If you are a parent, you know that there are some life lessons that are too important to be passed on to children just once. Some lessons, perhaps, can be handled in a single telling: pineapple doesn’t belong on pizza, the designated hitter is an affront to all right-thinking people, thou shalt not touch thy beloved father’s thermostat — those sorts of things. But there are other lessons, lessons in which matters of actual life and death are at stake, where just once won’t do.

We tell our children again and again to look both ways before they cross the street, to buckle up when they get in the car, to drive the speed limit and so forth. Some of these “life or death” lessons are so important that we try to get through to our children in multiple ways. We might simply forbid our children from doing something, but we might also try to show them that avoiding some particular action is just the smart thing to do.

In our household, we were very clear with our children that illegal drugs were forbidden. At the same time, we also tried to explain why doing drugs wasn’t smart. We warned them about getting kicked out of school, getting arrested, having a wreck, getting a DUI and all the other dangers that drugs entail.

It is interesting to see how often the Bible takes the same approach with certain issues, issues including adultery.

Honor marriage with faithfulness and purity. (Ex. 20:14)

On the one hand, the Bible issues a clear command on the matter: “You shall not commit adultery” is seventh of the Ten Commandments. Alongside this command (and others, by the way; see Lev. 20:10; Deut. 5:18; Matt. 19:18, etc.), the Bible also tries to show the wisdom of avoiding adultery.

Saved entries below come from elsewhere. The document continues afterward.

PR #461, opened 2021-08-20
Improved physics surface interactions

### LINKED ISSUE #231: Surface 'slide' and 'roll' prefabs are hard coded
See ezPhysXWorldModule::FetchResults

roll interactions is hard coded to prefab { 4d306cc5-c1e6-4ec9-a04d-b804e3755210 }
and slide to { c2d8d66d-b123-4cf1-b123-4d015fc69fb0 }

jankrassnigg:
Fixes #231 

Surface interactions are when contact points from the physics engine are taken to spawn prefabs. There are three cases:
1. Impacts. Those are spawned once in case the impact force is large enough.
2. Slides. These are started and stopped when an object slides perpendicular to another surface.
3. Rolls. These are started and stopped when an object touches another surface and rotates.

All of these have to be enabled via flags on the physics shapes, as it is difficult to know whether a rotation around a certain axis should be considered a "roll" interaction.

So far the prefabs to use for slide and roll interactions were hardcoded. This is now configurable in the surface assets. So you can select a different slide or roll effect by material type.

Additionally, so far ALL contact points were used to spawn interactions. With large numbers of rigid bodies colliding (1000+) this could become a major performance bottleneck (seconds per frame...).

Now there is a maximum number of interactions that may be active at any time (slide or roll) or get spawned each frame (impacts). Those numbers are pretty low (default is 4, can be configured via CVar). With a simple test the best contact points are chosen, and the result is still pretty good. Performance-wise it is now so fast, that it doesn't even show up in a profiling capture anymore, not even with 3000+ physics objects in a pile.

Additionally, there are now a few cvars to visualize the used and discarded contact points.

And finally, this PR adds 'persistent' debug rendering shapes to the ezDebugRenderer, which makes it easy to render a cross, sphere or box in a place for a few seconds, without having to reissue the same draw command manually every frame.


Code/Engine/RendererCore/Debug/DebugRenderer.h
```diff
@@ -70,37 +71,59 @@ class EZ_RENDERERCORE_DLL ezDebugRenderer
...
+  /// \brief Renders a filled 2D rectangle in screenspace for one frame.
   static void Draw2DRectangle(const ezDebugRendererContext& context, const ezRectFloat& rectInPixel, float fDepth, const ezColor& color);
 
+  /// \brief Renders a textured 2D rectangle in screenspace for one frame.
   static void Draw2DRectangle(const ezDebugRendererContext& context, const ezRectFloat& rectInPixel, float fDepth, const ezColor& color, const ezTexture2DResourceHandle& hTexture);
 
-  static void Draw2DText(
-    const ezDebugRendererContext& context, const ezStringView& text, const ezVec2I32& positionInPixel, const ezColor& color, ezUInt32 uiSizeInPixel = 16, HorizontalAlignment::Enum horizontalAlignment = HorizontalAlignment::Left, VerticalAlignment::Enum verticalAlignment = VerticalAlignment::Top);
+  /// \brief Displays a string in screenspace for one frame.
+  static void Draw2DText(const ezDebugRendererContext& context, const ezFormatString& text, const ezVec2I32& positionInPixel, const ezColor& color, ezUInt32 uiSizeInPixel = 16, HorizontalAlignment::Enum horizontalAlignment = HorizontalAlignment::Left, VerticalAlignment::Enum verticalAlignment = VerticalAlignment::Top);
```
C-Core, line 114: What's the benefit of formatstring here?

Code/EnginePlugins/PhysXPlugin/WorldModule/Implementation/PhysXWorldModule.cpp
```diff
@@ -1085,6 +738,16 @@ void ezPhysXWorldModule::StartSimulation(const ezWorldModule::UpdateContext& con
 
 void ezPhysXWorldModule::FetchResults(const ezWorldModule::UpdateContext& context)
 {
+  EZ_PROFILE_SCOPE("FetchResults");
+
+  if (const ezCameraComponentManager* pCompMan = GetWorld()->GetComponentManager<ezCameraComponentManager>())
```
C-Core: Use ezRenderWorld::GetViewByUsageHint with mainview and editor view and the world instead. Then get the camera and position from it. There is no guarantee that there is a camera component for the main view. And above will also work in simulation mode in the editor.

Code/Engine/RendererCore/Debug/Implementation/DebugRenderer.cpp
```diff
@@ -806,6 +848,42 @@ void ezDebugRenderer::Draw3DText(const ezDebugRendererContext& context, const ez
   });
 }
 
+void ezDebugRenderer::AddPersistentCross(const ezDebugRendererContext& context, float fSize, const ezColor& color, const ezTransform& transform, ezTime duration)
+{
+  EZ_LOCK(s_Mutex);
```
C-Core, line 853: Maybe use a separate mutex for persistent stuff to prevent contention.

C-Core (approved):

Code/Engine/RendererCore/Debug/DebugRenderer.h
jankrassnigg: We have many places where we use a stringbuilder first to format something and then pass it to Draw2DText. This way, you can now do this directly with ezFmt("bla {}", 42). It's just more convenient.

Code/Engine/RendererCore/Debug/Implementation/DebugRenderer.cpp
jankrassnigg: I considered that, but in ezDebugRenderer::RenderInternal we call all the "DrawCross" etc functions, which again go through this mutex, so I think it's more efficient to get that lock once, instead of multiple times. And then having a second mutex doesn't gain you anything.

Code/EnginePlugins/PhysXPlugin/WorldModule/Implementation/PhysXWorldModule.cpp
jankrassnigg: Works indeed better.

The book of Proverbs especially takes this approach. Proverbs doesn’t repeat the prohibition against adultery; what it does instead is warn the reader of all the dangers and pitfalls that await those who pursue it. The sage in Proverbs warns that adultery leads to public humiliation when others learn about it (5:14; 6:35), that it leads to violence when the aggrieved husband finds out (6:34), that it can lead ultimately even to death and the grave (2:18–19; 7:23). Far better, Proverbs insists, is finding satisfaction and joy in the charms of one’s own spouse (5:15–19).

Let faithfulness and purity guard your thoughts. (2 Sam. 11:1–3a)

The latter half of King David’s life vividly illustrates the terrible consequences that can attend adultery. The story is familiar enough: David’s troops went off to war, but the great king opted to remain in Jerusalem. As he walked around on the roof of his palace, David made his grave error. It was not a sin for David to notice the beautiful woman who was bathing. It was not even a sin to be attracted to her. David’s sin came at the moment he chose to act on his attraction rather than turn away. At this moment his attraction turned to lust.

Faithfulness includes honoring the marriage commitments of others. (2 Sam. 11:3b–5)

The consequences of David’s actions would echo through the rest of his life. Caught in adultery, he would turn to murder to cover it up. Exposed as an adulterer, he would lose the respect of his family. Having lost respect for their father, one son would sexually abuse his half-sister, and another would launch a full-scale political rebellion; both would be killed in the process.

Speaking of adultery, Proverbs asks, “Can a man carry fire in his bosom without burning his clothes?” However attractive adultery may seem in the moment, God has ordered the world in such a way that consequence follows disobedience. God has given marriage to humanity as a gift; it is not just wrong but foolish to squander that gift.